# Your instructions
Take the data below and copy exactly the lines starting at the one with "PR #393, opened 2021-05-02" and finishing at the one with "## Screenshot", both included.

Collected data
■ ■ ■ ■

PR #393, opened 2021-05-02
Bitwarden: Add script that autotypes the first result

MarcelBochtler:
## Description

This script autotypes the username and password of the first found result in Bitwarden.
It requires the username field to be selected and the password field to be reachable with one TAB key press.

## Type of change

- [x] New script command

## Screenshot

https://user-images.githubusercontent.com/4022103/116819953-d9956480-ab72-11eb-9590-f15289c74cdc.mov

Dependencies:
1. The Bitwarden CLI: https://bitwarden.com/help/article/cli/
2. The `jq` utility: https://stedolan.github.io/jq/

■ ■ ■ ■

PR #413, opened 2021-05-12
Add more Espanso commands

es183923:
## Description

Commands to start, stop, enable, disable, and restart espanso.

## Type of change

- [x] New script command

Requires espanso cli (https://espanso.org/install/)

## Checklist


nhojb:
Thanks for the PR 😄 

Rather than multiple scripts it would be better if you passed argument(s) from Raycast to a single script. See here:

■ ■ ■ ■

# Exercise output
PR #393, opened 2021-05-02
Bitwarden: Add script that autotypes the first result

MarcelBochtler:
## Description

This script autotypes the username and password of the first found result in Bitwarden.
It requires the username field to be selected and the password field to be reachable with one TAB key press.

## Type of change

- [x] New script command

## Screenshot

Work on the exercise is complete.